The labor force in Madison County has been declining, falling to 60,613 for 2007. This marks an 8.8 percent decline over the past decade. Some of this change is likely due to the aging of the county workforce. Many older workers have retired, thus reducing the size of the workforce. The number of workers employed fell to 56,805 for 2007—an 11.4 percent decline over the past decade. The largest employment category for the county is now health care. The average wage in health care is approximately half of the average wage in manufacturing. Manufacturing has fallen to the third largest employment category behind health care and retail. Retail workers have an average annual wage that is about one-third of that for manufacturing workers. Clearly, the outcomes in the labor market have significant implications for the community's income.

From 2001 to 2006, real net earnings for residents of Madison County fell by 2.4 percent. We ranked eighty-fourth out of ninety-two counties. Even as county income has been falling, transfer payments to retirees have risen by nearly 21 percent over that same time period. If it had not been for transfer payments to retirees, our income performance would have been weaker. The weakness of the labor market, falling income, and distributional issues have affected the poverty rate in the county. By 2005, the poverty rate had increased to almost 12 percent.

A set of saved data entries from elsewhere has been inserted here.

PR #688, opened 2018-10-20
check-exercises: Rewritten script to compile only modified exercises

ZapAnton:
Closes #674

PR #691, opened 2018-10-21
ensure-stubs-compile: Rewritten the script to target only modified exercises

ZapAnton:
A follow-up for #688, that targets another time-consuming Travis script - `_test/ensure-stubs-compile.sh`

### DIFF
--- a/_test/ensure-stubs-compile.sh
+++ b/_test/ensure-stubs-compile.sh
@@ -2,9 +2,25 @@
 
 repo=$(cd "$(dirname "$0")/.." && pwd)
 
+current_branch="$(git rev-parse --abbrev-ref HEAD)"
+
+if [ "$current_branch" != "master" ]; then
+	changed_exercises="$(git diff --name-only master | grep "exercises/" | cut -d '/' -f -2)"
+else
+	changed_exercises=exercises/*
+fi
+
+if [ -z "$changed_exercises" ]; then
+	echo "No exercise was modified. The script is aborted."
+
+	exit 0
+fi
+
 broken=""
 
-for dir in $repo/exercises/*/; do
+for dir in $changed_exercises; do
+  dir="$repo/$dir"
+
   exercise=$(basename "$dir")
 
   # If src/lib.rs contains any non-comment line that contains any non-spaces,
--- a/_test/ensure-stubs-compile.sh
+++ b/_test/ensure-stubs-compile.sh
@@ -5,9 +5,9 @@ repo=$(cd "$(dirname "$0")/.." && pwd)
 current_branch="$(git rev-parse --abbrev-ref HEAD)"
 
 if [ "$current_branch" != "master" ]; then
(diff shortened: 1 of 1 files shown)


_test/ensure-stubs-compile.sh
```diff
@@ -2,9 +2,25 @@
 
 repo=$(cd "$(dirname "$0")/.." && pwd)
 
+current_branch="$(git rev-parse --abbrev-ref HEAD)"
+
+if [ "$current_branch" != "master" ]; then
+	changed_exercises="$(git diff --name-only master | grep "exercises/" | cut -d '/' -f -2)"
+else
+	changed_exercises=exercises/*
```
coriolinus: This only works from the repo root. 
```suggestion
	changed_exercises=$repo/exercises/*
```

coriolinus: No. 

When `$PWD == $repo`, `changed_exercises` is formed from the glob-expansion of `$repo/exercises/*`. If, however, `$PWD == $repo/bin`, `changed_exercises` will attempt to expand the glob `$repo/bin/exercises/*`; it will find nothing matching that pattern, and form an empty list.

As far as Travis is concerned, this is fine; it will always run the scripts from the repo root. However, humans are less consistent. I often run the `_tests/*.sh` scripts manually before submitting a PR, so I can have confidence that my PR will pass Travis before actually submitting, because they finish faster locally. I'm not always in the repo root when I run them, so it's better if they're independent of `$PWD`.

ZapAnton: Then how about replacing the `repo` variable value with git repo root via `git rev-parse --show-toplevel`? This way every path could start from the track root, regardless where the script was invoked

coriolinus: No, the value of `$repo` is fine. The current method will stop working if the script is moved out of `bin/`, but it works regardless of where the script is invoked from. It's fine to change the method for finding `$repo`, but it won't address this issue.

The problem stems from the fact that right now `changed_exercises` attempts to look up the `exercises` subdirectory, which is an unqualified relative path. That is sensitive to `$PWD`. The suggestion for fixing it is to make it relative to `$repo`, which is an absolute path; this eliminates the sensitivity.

ZapAnton: This fix would require two additional steps then:

- remove `dir="$repo/$dir"` line, since this would copy the $`repo` value twice
- modify the `changed_exercises="$(git diff --name-only master | grep "exercises/" | cut -d '/' -f -2)" ` to include `$repo` value in each located path. Maybe you have some suggestion for this one? I am not very proficient with the `sed`/`awk` magic

coriolinus: Yes, these modifications will be necessary.

I'll take a look at this later, but I can't make any promises for how soon.

petertseng:
FYI, this seems like a quite good idea and I'm going to consider it for other track I maintain. Thanks for bringing up the idea and seeing it to completion!

PR #693, opened 2018-10-26
Update instruction in gigasecond test to match src

houhoulis:


houhoulis:
You are right, it is adding redundancy.  Perhaps it's better to remove that line of the instruction than it is to fix it.

The motivation for the PR is that the instruction is incorrect, and it misled me.  Before this PR, the "following two lines" include `use chrono::{TimeZone, Utc};`, which is not what's needed in the solution.

coriolinus:
Ah, I finally understand what you were driving at. Adding links here for future reference. The first two lines in the stub file:

https://github.com/exercism/rust/blob/8d31ba9c2d335fb1d2323170a6a8ef2f76e8eb3b/exercises/gigasecond/src/lib.rs#L1-L2

The description from the test file:

https://github.com/exercism/rust/blob/8d31ba9c2d335fb1d2323170a6a8ef2f76e8eb3b/exercises/gigasecond/tests/gigasecond.rs#L13-L17

The note to students in the tests was written before we wrote stubs for all exercises. It is now both redundant and out of date. The way forward is to remove that comment from the tests file.

It looks at first glance as through the import of `chrono::TimeZone` is not actually used in the tests file. If you're willing, please try removing that as well; if everything passes without it, we're better off avoiding orphan imports.

houhoulis:
The tests don't run if I change `use chrono::{TimeZone, Utc};` to `use chrono::Utc;`

The test file needs `TimeZone`, and the stub needs `DateTime`.

coriolinus:
Great, thanks for checking that. In that case, we just need to remove the
comment; no changes to the actual imports will be necessary.

PR #694, opened 2018-10-26
make exercise util less panicky

### LINKED ISSUE #677: exercise crate is panicky
```sh
$ rg 'panic!|unwrap|expect' -trust -oN --no-filename util/exercise/ | rg -v '^$' | wc -l
Sat Oct 20 13:31:27 DST 2018
110
```

It would be more idiomatic if, instead of panics, errors propagated up to the `main` function where they can be handled appropriately. 

- refactor `util/exercise` crate such that functions which currently panic return `Option` or `Result` instead, as appropriate, and errors are propagated upwards
- refactor `fn main()` to return `-> Result<(), Error`
- consider using the `failure` crate to ease this refactor work

coriolinus:
Closes #677.

Work so far involved adding return values to almost every function in the codebase,
defining a custom Result type for convenience, a tiny refactor to move the
util stuff into a proper library; even with all that, it's only the start.

Next steps:

- [x] clean up `expect(...)`
- [x] clean up explicit `panic!(...)`
- [x] define a proper custom error enum instead of depending on `failure::Error`
- [x] write utility macro to get rid of the repeated `.ok_or(format_err!(...))` calls
- [x] go over diff and re-insert context where appropriate


coriolinus:
This should now be ready for review.

util/exercise/Cargo.toml
```diff
@@ -1,12 +1,14 @@
 [package]
 name = "exercise"
-version = "1.0.0"
+version = "1.1.0"
```
ZapAnton: For future reference, why did you bumped the minor version and not the build version (e.g. `1.0.1`)? 
I thought the minor version is updated when a new  feature is added, which is not a case here (I may be wrong, since proper error-handling could be considered a feature)

ZapAnton:
If you don't mind, could you describe which of the [following patterns](https://boats.gitlab.io/failure/guidance.html) (if any) was used in this PR?
Asking, because I was also going to open a PR to clear the crate of the unnecessary panics, but took some time to learn about the `failure` crate (you obviously acted faster on the problem), so now I am interested what practice of error-handling do you prefer to see on this track (for future reference basically).

util/exercise/Cargo.toml
coriolinus: I consider proper error-handling a feature.

coriolinus:
The major pattern used was a custom Fail enum, defined here: 

https://github.com/exercism/rust/blob/3d729e92c618eadd296136ab4ba4a8a29a96c7f6/util/exercise/src/errors.rs#L7-L38

However, we also use strings as errors (which end up as the `Failure` case of the `Error` enum). It isn't great, but some of the one-off variants didn't seem worth promoting to proper failure cases at the time. Example:

https://github.com/exercism/rust/blob/3d729e92c618eadd296136ab4ba4a8a29a96c7f6/util/exercise/src/cmd/configure.rs#L76-L78

I do not consider myself a master of the `failure` crate. There are definitely new patterns that I could learn, and other places where I could use it. For example, when looking through the `failure` docs after removing the WIP tag, I discovered a [`bail!()` macro](https://docs.rs/failure/0.1.3/failure/macro.bail.html) which could simplify some of the code in this PR. 

I submitted as is because I figured that the primary objective was to use error handling instead of panic/unwrap/expect, and if I grepped correctly, this PR accomplishes that goal. Further refinement can happen in the future.

coriolinus:
Given that they has received no maintainer reviews in over a week, I'm going to merge this and https://github.com/exercism/rust/pull/699 as soon as they both pass Travis.

For the future I will probably be a bit more aggressive about merging my own PRs; it seems like the exercise util is (understandably) of lower priority for other track maintainers than PRs which are directly visible to students.

util/exercise/src/lib.rs
```diff
@@ -17,16 +33,59 @@ lazy_static! {
...
 }
 
-pub fn run_configlet_command(command: &str, args: &[&str]) {
+#[macro_export]
+macro_rules! val_as {
+    ($value:expr, $as:ident) => {
+        $value
+            .$as()
+            .ok_or_else(|| $crate::errors::Error::SchemaTypeError {
+                file: "config.json".to_string(),
```
ZapAnton: Since the `val_as!` is called both when parsing canonical-data and config.json, perhaps the hard-coded `file: "config.json".to_string()` line should be changed here?

coriolinus: I added cases to the macro to make that an overrideable default in https://github.com/exercism/rust/pull/700/commits/e3c726e4275336c4f3458a8fa133954f81ca1885; it just hasn't yet been merged.

PR #697, opened 2018-10-27
added ability to fetch configlet from within exercise util

### LINKED ISSUE #678: Give exercise util the ability to fetch configlet within rust
https://github.com/exercism/rust/blob/45599b887b7a49801da20ac9c1f63a460c5cec4c/util/exercise/src/utils.rs#L41-L48

The exercise script should be able to fetch configlet in a platform-independent manner.

Library code which implements this feature exists in [`coriolinus:riir-fetch-configlet`](https://github.com/coriolinus/exercism_rust/blob/riir-fetch-configlet/bin/fetch-configlet/src/lib.rs). 

- Copy this code into an appropriate place in the exercise util
- replace the call to the bash script with a call to `download()`

mh84:
This will take care of and close #678

### DIFF
--- a/util/exercise/src/cmd/configure.rs
+++ b/util/exercise/src/cmd/configure.rs
@@ -302,8 +302,7 @@ pub fn configure_exercise(exercise_name: &str) {
     fs::write(
         &config_path,
         serde_json::to_string_pretty(&config_content).unwrap(),
-    )
-    .expect("Failed to write the updated track configuration to the config.json file");
+    ).expect("Failed to write the updated track configuration to the config.json file");
 
     println!("Formatting the config.json file via 'bin/configlet fmt'");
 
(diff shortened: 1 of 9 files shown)


util/exercise/src/cmd/configure.rs
```diff
@@ -302,7 +302,8 @@ pub fn configure_exercise(exercise_name: &str) {
     fs::write(
         &config_path,
         serde_json::to_string_pretty(&config_content).unwrap(),
-    ).expect("Failed to write the updated track configuration to the config.json file");
+    )
+    .expect("Failed to write the updated track configuration to the config.json file");
```
coriolinus: This (and the similar related changes throughout this PR) doesn't look like what `rustfmt` generates, and in any case, it's unrelated to the change which is the main thrust of the PR. Please undo these. Simply running `rustfmt` should accomplish that.

PR #700, opened 2018-10-28
WIP: use templates in exercise util

### LINKED ISSUE #698: exercise util: use templates instead of manually modifying files
Currently many operations in this utility operate at the file level, directly appending strings and bytes. We'll get better results with higher-level abstractions: never directly appending to `Config.toml`, for example, but using a toml-parsing crate instead. Likewise, writing the tests file will be much easier using a template system like [`handlebars`](https://github.com/sunng87/handlebars-rust). Note that this mention of handlebars isn't a requirement to use that particular crate, just an example of a plausible templating engine.

It is not necessary to implement this before #679 or #686, but those issues will probably be easier to fix after the fix for this has been implemented.

coriolinus:
Closes #698. ~~Depends on https://github.com/exercism/rust/pull/699; do not merge until~~ that PR is merged.


coriolinus:
Closing because I haven't had time to work on this in ages, and it's gotten more than a little stale. Maybe someone will pick up the effort in the future.

PR #701, opened 2018-10-31
 exercise: Added fetch_configlet subcommand

ZapAnton:
A follow up for #697. 

Thought it would make sense for users to have a way to use the Rust implementation of the `fetch_configlet`


util/exercise/Cargo.toml
```diff
@@ -1,6 +1,6 @@
 [package]
 name = "exercise"
-version = "1.0.0"
+version = "1.2.0"
```
coriolinus: Let's increment the version sequentially. If this is merged before #694, then this gets to be v1.1.0.

ZapAnton:
What do you think should be done with the original shell script? Should the script and this subcommand co-exist or should the script be removed?

coriolinus:
They should coexist. The reason https://github.com/exercism/rust/pull/654 was closed without merge was that the bash script just executed quickly, whereas the rust version took minutes to compile. For something which needs to run on every Travis execution, it didn't make sense to spend those minutes.

PR #704, opened 2018-11-04
wordy: simplify example solution

petertseng:
It seems that some elements of the example solution can be removed, so I propose some.

Includes the commit from #703 because that is a part of some changes made.

I intend that I will be the one to merge this after review, but if I should be unavailable for that, I recommend not squashing on merge.

### DIFF
--- a/exercises/wordy/example.rs
+++ b/exercises/wordy/example.rs
@@ -19,9 +19,9 @@ impl <'a> Token<'a> {
     }
 }
 
-pub fn answer(c: &str) -> Option<isize> {
+pub fn answer(c: &str) -> Option<i32> {
     let mut t = tokens(c);
-    let mut result: isize = 0;
+    let mut result: i32 = 0;
     let mut opr = "plus";
 
     if t.len() <= 1 {
@@ -36,7 +36,7 @@ pub fn answer(c: &str) -> Option<isize> {
     }
 }
 
-fn evaluate(r: isize, operator: &str, operand: isize) -> isize {
+fn evaluate(r: i32, operator: &str, operand: i32) -> i32 {
     match operator {
         "plus" => r + operand,
         "minus" => r - operand,
@@ -46,7 +46,7 @@ fn evaluate(r: isize, operator: &str, operand: isize) -> isize {
     }
 }
 
-fn operand(t: &Token) -> isize {
+fn operand(t: &Token) -> i32 {
     t.value.parse().unwrap()
 }
 
--- a/exercises/wordy/example.rs
+++ b/exercises/wordy/example.rs
@@ -1,4 +1,3 @@
-#[derive(Debug, PartialEq)]
 struct Token<'a> {
     value: &'a str,
 }
--- a/exercises/wordy/example.rs
+++ b/exercises/wordy/example.rs
@@ -1,9 +1,9 @@
 #[derive(Debug, PartialEq)]
-struct Token {
-    value: String,
+struct Token<'a> {
+    value: &'a str,
 }
 
-impl Token {
+impl <'a> Token<'a> {
     fn is_valid(&self) -> bool {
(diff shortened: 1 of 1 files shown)


petertseng:
aside: in the similar vein of https://github.com/exercism/rust/issues/601 (inappropriate usize), I think wordy is an inappropriate `isize`

petertseng:
at least it's limited to the example; the stub is already using i32

exercises/wordy/example.rs
```diff
@@ -18,74 +12,57 @@ impl Token {
...
+    let mut t = tokens(c);
+    let mut result: i32 = 0;
+    let mut opr = "plus";
 
-impl WordProblem {
-    fn new(c: &str) -> Self {
-        WordProblem {
-            command: String::from(c),
+    if t.len() <= 1 {
+        None
```
coriolinus: I'm surprised at this behavior. Not saying you're wrong: this keeps compatibility with the previous implementation. All the same, I'd expect `answer("42") == Some(42)`. Do you think we should change this behavior and add a test case?

exercises/wordy/example.rs
```diff
@@ -18,74 +12,57 @@ impl Token {
...
+fn evaluate(mut r: i32, operator: &str, operand: i32) -> i32 {
+    if operator == "plus" {
+        r += operand;
+    } else if operator == "minus" {
+        r -= operand;
+    } else if operator == "multiplied" {
+        r *= operand;
+    } else if operator == "divided" {
+        r /= operand;
     }
```
coriolinus: Would this `if-else` chain be better expressed as `match`?

exercises/wordy/example.rs
```diff
@@ -18,74 +12,57 @@ impl Token {
...
+    r
+}
 
-    fn operand(&self, t: &Token) -> isize {
-        t.value.parse().unwrap()
-    }
+fn operand(t: &Token) -> i32 {
+    t.value.parse().unwrap()
```
coriolinus: The `unwrap` here is also surprising: `answer("plus 1 2")` will panic, instead of returning `None`. This is another potential improvement we could make to this exercise, though it might not fit into this PR.

(In an ideal world, it might return `Err(wordy::Error::ReversePolishNotation)`, but that's probably not a change we actually want to make to this exercise.)

exercises/wordy/example.rs
petertseng: I like your suggestion since it reduces the repetitiveness of the `operator ==` bits.

petertseng: I think the `match` was not possible while `String` was being used, so it appears this PR was necessary to unlock your suggestion

exercises/wordy/example.rs
petertseng: Although I would consider the string "42" to not be a fully-formed word problem, one could imagine "What is 42?" to be a valid problem and have an answer of 42. It depends on whether a valid word problem is required to have at least one operation in it.

My default mode of operation is not to be too interested and therefore to be content with leaving "What is 42?" as undefined behaviour, but at this current moment I am also reasonably able to start a discussion in problem-specifications and see where it goes.

exercises/wordy/example.rs
coriolinus: No, it's possible with a string; you just [need to use `as_ref`](https://play.rust-lang.org/?version=stable&mode=debug&edition=2015&gist=0e5e751616dea178d53e12c495fe397a).

exercises/wordy/example.rs
petertseng: One might also imagine testing that `"1 plus plus 2"` results in `None`. While usually I'm not so interested, I do have a suspicion that without such cases, it'd be possible to get away with parsers that are a bit too fragile. The parser in this example is indeed a little too permissive.

PR #706, opened 2018-11-04
[WIP] Added checker crate

ZapAnton:
This PR adds a new util crate - `checker`.

The motivation behind the crate is to RIIR the existing bash scripts (mainly from the `_test/` directory), that contain non-trivial logic.

The possible advantages:
- It is easier to maintain complex Rust code than complex Bash code
- Some repeating functionality from different scripts (for instance which exercise was modified) is located in the single crate
- The checks become cross-platform 

Possible scripts to be included in the crate:

- `ensure-stubs-compile.sh`
- `check-exercises.sh` 
- `check-stubs.sh`
- `ensure-lib-src-rs-exist.sh`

Of course, the key to rebuilding the city depends upon rebuilding the economic base. Leadership has the choice of internal job creation or external job attraction. However, both of these choices will depend upon the quality of education created within the community. The jobs that we create internally will provide greater value as we improve the education levels of the workforce. The same holds true for external jobs attracted to the city. We can only attract high value-added jobs if the workforce is well educated. Our economic outlook for the future will improve as we improve our educational performance.